- Task requirements:
For the records below, count the lines containing the word "curPrefixPos" and reply with the number alone.

- Data:

────────────────

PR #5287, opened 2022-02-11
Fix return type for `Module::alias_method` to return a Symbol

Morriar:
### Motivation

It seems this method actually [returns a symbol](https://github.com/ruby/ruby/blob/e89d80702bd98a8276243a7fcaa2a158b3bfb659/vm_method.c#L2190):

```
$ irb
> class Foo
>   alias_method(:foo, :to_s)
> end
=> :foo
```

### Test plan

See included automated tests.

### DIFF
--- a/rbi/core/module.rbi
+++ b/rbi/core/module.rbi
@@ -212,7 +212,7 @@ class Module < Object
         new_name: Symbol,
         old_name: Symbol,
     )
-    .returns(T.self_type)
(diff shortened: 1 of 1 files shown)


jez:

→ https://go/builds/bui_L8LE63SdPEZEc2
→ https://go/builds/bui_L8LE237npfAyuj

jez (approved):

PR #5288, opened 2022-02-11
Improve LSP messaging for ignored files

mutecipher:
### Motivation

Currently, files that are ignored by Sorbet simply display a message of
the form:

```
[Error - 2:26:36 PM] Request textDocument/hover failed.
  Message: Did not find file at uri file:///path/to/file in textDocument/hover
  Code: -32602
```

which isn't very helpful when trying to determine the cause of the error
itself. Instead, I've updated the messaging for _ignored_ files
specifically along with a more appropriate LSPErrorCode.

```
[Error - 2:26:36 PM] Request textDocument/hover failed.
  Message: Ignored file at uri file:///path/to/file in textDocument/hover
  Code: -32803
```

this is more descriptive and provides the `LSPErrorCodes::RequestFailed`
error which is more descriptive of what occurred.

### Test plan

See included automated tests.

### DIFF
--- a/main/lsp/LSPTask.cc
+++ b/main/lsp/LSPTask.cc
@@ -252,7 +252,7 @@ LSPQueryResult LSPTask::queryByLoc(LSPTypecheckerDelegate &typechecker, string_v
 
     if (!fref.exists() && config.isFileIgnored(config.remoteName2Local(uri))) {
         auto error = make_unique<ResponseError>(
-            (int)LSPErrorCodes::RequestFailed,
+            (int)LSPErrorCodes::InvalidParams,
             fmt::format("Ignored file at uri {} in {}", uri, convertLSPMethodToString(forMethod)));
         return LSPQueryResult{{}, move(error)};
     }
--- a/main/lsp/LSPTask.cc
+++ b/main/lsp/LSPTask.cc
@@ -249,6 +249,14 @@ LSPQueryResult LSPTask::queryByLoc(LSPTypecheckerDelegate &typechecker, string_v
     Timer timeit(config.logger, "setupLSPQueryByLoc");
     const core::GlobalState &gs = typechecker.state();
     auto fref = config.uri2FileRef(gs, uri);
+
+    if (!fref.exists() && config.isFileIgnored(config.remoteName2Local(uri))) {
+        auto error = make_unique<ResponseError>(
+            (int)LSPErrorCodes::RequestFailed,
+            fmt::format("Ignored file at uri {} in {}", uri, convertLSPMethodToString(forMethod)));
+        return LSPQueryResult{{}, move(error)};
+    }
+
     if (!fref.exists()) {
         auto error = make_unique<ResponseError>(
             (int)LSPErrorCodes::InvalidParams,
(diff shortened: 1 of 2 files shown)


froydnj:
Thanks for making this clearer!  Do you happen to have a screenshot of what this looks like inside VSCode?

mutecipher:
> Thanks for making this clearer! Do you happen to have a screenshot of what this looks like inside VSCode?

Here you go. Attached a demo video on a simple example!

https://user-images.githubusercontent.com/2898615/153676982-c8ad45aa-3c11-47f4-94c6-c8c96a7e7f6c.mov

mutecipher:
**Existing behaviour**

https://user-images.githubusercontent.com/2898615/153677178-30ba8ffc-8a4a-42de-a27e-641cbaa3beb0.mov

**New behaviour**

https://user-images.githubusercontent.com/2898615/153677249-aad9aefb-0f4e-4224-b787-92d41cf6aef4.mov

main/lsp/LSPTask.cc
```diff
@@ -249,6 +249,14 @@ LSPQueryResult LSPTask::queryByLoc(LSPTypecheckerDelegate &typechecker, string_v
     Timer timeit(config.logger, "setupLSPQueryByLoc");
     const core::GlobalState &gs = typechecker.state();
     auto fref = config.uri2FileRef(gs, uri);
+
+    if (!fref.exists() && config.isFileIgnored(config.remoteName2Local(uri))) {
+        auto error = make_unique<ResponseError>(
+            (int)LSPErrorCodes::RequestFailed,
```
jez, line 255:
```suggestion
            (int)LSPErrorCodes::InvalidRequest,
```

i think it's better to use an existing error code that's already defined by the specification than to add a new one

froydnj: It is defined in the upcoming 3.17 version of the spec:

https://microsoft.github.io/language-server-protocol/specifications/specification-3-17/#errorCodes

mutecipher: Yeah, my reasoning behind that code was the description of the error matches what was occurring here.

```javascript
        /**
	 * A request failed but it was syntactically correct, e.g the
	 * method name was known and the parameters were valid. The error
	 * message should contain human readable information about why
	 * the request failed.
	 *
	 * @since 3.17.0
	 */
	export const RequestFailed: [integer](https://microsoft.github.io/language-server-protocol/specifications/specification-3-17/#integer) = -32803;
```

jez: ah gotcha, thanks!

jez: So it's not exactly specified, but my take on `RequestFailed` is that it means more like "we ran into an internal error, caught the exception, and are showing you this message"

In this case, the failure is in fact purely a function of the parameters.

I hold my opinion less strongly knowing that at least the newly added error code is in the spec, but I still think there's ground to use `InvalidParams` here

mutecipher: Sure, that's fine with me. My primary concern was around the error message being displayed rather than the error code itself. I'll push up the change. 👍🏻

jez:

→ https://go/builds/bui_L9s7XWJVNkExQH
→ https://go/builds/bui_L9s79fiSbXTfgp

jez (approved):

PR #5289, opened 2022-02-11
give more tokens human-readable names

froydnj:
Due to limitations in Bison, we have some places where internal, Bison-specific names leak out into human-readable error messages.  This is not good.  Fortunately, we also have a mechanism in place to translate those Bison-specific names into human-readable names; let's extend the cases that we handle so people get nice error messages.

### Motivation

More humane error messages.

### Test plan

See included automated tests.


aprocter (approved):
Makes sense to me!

────────────────

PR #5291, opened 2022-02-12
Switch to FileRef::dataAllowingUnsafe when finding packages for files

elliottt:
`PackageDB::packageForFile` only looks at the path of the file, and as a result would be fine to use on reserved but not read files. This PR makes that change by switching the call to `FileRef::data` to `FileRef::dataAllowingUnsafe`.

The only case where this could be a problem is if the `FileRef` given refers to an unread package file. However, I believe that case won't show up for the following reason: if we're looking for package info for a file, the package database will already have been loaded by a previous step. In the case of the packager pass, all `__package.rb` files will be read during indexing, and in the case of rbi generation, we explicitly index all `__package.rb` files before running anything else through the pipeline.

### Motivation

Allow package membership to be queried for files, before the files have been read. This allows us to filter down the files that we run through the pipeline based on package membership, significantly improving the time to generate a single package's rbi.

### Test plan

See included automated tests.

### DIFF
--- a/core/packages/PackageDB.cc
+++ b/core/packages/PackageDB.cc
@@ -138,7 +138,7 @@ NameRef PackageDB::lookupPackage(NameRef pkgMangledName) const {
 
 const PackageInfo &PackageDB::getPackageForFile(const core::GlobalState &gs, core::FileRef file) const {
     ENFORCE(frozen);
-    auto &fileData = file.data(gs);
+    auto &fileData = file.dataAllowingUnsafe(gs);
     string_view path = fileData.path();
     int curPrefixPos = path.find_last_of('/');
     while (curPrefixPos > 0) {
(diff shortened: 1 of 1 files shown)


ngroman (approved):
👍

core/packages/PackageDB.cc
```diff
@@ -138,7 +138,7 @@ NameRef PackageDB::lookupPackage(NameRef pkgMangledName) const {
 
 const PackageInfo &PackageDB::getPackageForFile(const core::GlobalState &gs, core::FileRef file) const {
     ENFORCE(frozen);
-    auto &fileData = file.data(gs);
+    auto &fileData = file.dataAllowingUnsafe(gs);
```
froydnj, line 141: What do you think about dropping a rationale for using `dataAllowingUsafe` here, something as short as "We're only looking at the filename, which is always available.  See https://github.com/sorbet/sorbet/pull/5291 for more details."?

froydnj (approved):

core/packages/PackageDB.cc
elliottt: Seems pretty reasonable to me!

────────────────

- Your solution:
2